Interestingly, compound 8, characterized by an unusual sulfurated functionality, moderately inhibited STAT3-SH2 domain at 30 μM and exhibited a good cytotoxic activity on HCT-116 cell line which is comparable to that of S3I-201 and is worthy of further investigation.

Conclusions

A set of thiosulfonic derivatives has been synthesized and tested in vitro by means of an AlphaScreen-based assay to investigate their ability to interact with STAT3-SH2 domain. Among the tested compounds, all the methanthiosulfonate drug hybrids were able to strongly and selectively bind STAT3-SH2 domain, with IC50 in low micromolar or submicromolar range, whereas the parent drugs were completely devoid of this ability. However, only few compounds showed a moderate cytotoxic activity on HCT-116 cell line, suggesting that, probably, these compounds do not reach easily their intracellular target due to unsuitable physicochemical properties. Therefore, further studies on chemical stability in the culture medium, as well as on solubility and cell permeability, are needed.

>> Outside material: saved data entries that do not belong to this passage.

PR #4345, opened 2026-07-24
feat(billing-cost-management-mcp-server): Add multi-region support to the AWS Compute Optimizer Automation MCP tool

mattkelsey:
# Add multi-region support to the AWS Compute Optimizer Automation MCP tool

Compute Optimizer Automation exposes regional APIs behind a global Console. This change lets a single MCP call span several regions and return one merged result, so users and agents no longer have to make repeat per-region calls and stitch the responses together by hand.

Region selection is explicit: the tool takes an optional `regions` list. Omitting it performs a single-region request, preserving the existing behavior.

A similar change will be needed for the AWS Compute Optimizer sub-server, but it needs to be onboarded to SQL offloading before we fan out, as the response size will balloon. This tool routes merged responses through the existing SQL offload path.

## Changes

- Replaces the single `region` string with an optional `regions` list. With no list, one call targets the `AWS_REGION` env var or us-east-1; with a list, the tool queries those regions concurrently (bounded at 8) and merges the results.
- Preserves resource region context: each returned item is stamped with the region that produced it, and the response reports `regions_queried`.
- Reports regional failures without discarding successful results — per-region errors are classified into `region_errors` while the regions that succeeded still return their data.
- Adds cross-region pagination via an opaque `next_token` that encodes per-region state and resumes only the regions with results outstanding. `max_pages` applies per region.
- Adds cross-region lookup for `get_automation_event`, returning the first hit with `found_in_region`, and distinguishes "absent from every region searched" from "could not be determined" when some regions fail.
- Keeps the five account-global operations (`get_automation_rule`, `get_enrollment_configuration`, `list_accounts`, `list_automation_rules`, `list_tags_for_resource`) single-region. Rules are global resources and enrollment/account data is account-scoped, so fanning them out would repeat identical data; they accept at most one region and reject more.
- Validates structured inputs, filter names, and the region list before any client is created, so malformed input fails once with an actionable message rather than once per region.
- Extracts the fan-out mechanics into a reusable `regional_fanout` utility — bounded concurrency, AWS error classification, and pagination-token encode/decode — for other regional services to adopt.
- Extends regression coverage for region routing, pagination, partial and total regional failure, not-found semantics, and the rule-preview operations.

## Behavior

| `regions` | Result |
|---|---|
| Omitted or `[]` | One call to the default region, native response shape |
| `["us-east-1"]` | Merged shape: `region` per item, `regions_queried` |
| `["us-east-1", "eu-west-1", …]` | Concurrent fan-out, merged items, per-region `region_errors` |
| Account-global operation, one region | That region as the endpoint, native shape |
| Account-global operation, 2+ regions | Validation error |

Duplicate entries collapse so no region is queried twice; blank entries are rejected. A multi-region `next_token` must be passed back with the same `regions` list it was produced with. Region names are not validated locally, so an unavailable or misspelled region surfaces as that region's entry in `region_errors`.

Because the region set now comes from the caller, the hard-coded list of Automation regions is removed.

## User experience

Before this change, covering multiple regions meant repeat calls and manually combining the results.

After this change, a caller passes the regions it cares about and gets one merged response with region provenance, pagination, and actionable regional errors — the same cross-region aggregation the ACO Console performs. Omitting `regions` continues to perform a targeted single-region request.

## Testing

- 1109 tests pass in the package.
- 100% line and branch coverage on all three changed modules — `compute_optimizer_automation_tools.py`, `compute_optimizer_automation_operations.py`, and `regional_fanout.py` (0 missed branches).
- pyright: 0 errors, 0 warnings. `ruff check` and `ruff format`: clean. bandit at the CI gate (medium severity, medium confidence): clean.

## Checklist

* [X] Changes are documented

Is this a breaking change? (Y/N) Y

**RFC issue number**: N/a, update existing server

Checklist:

* [ ] Migration process documented N/a
* [ ] Implement warnings (if it can live side by side) N/a

## Acknowledgment

## Testing
**Unit tests** — 116 tests in `tests/tools/test_compute_optimizer_automation_tools.py` (full package suite: 1059). New coverage: multi-region merge, per-item region stamping, opaque global `next_token` round-trip/resume/rejection (invalid base64, empty map, unknown regions, non-string tokens, cross-mode misuse in both directions), partial and total region failure, typed per-region error classification, not-found vs indeterminate semantics for `get_automation_event` and `list_automation_event_steps`, single-region passthrough, account-global routing, and SQL offload of merged responses with metadata survival. `ruff check`/`format` and `pyright` clean.

Spun up mini-eval system, validated against real cross-region account data:

**Live end-to-end eval** against accounts with real data:

1. **Ground truth**: plain boto3 (no MCP) paginates each Automation API across all 17 regions and records totals, per-region counts, rule names, enrollment status, and a real event ID.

The obtained results suggest that the methanethiosulfonate moiety represents a useful scaffold for the synthesis of new direct STAT3 inhibitors and the methanethiosulfonate drug hybrids described in this manuscript can be considered interesting hit compounds worthy of structural optimization.

Worth of note is the occasional isolation of a compound with an unusual sulfurated functionality (8) and endowed with valuable antiproliferative activity on HCT-116 cell line, deserving further investigation.

Acknowledgements

The authors acknowledge the Italian Ministero dell’Università e della Ricerca (MIUR), under the National Interest Research Projects framework (PRIN 20105YY2HL) for the financial support.

Disclosure statement

Prof. A. Sparatore is a coauthor of two patent applications describing two molecules studied in the manuscript. However these two patents have been abandoned several years ago and therefore she has no conflicts of interest to disclose.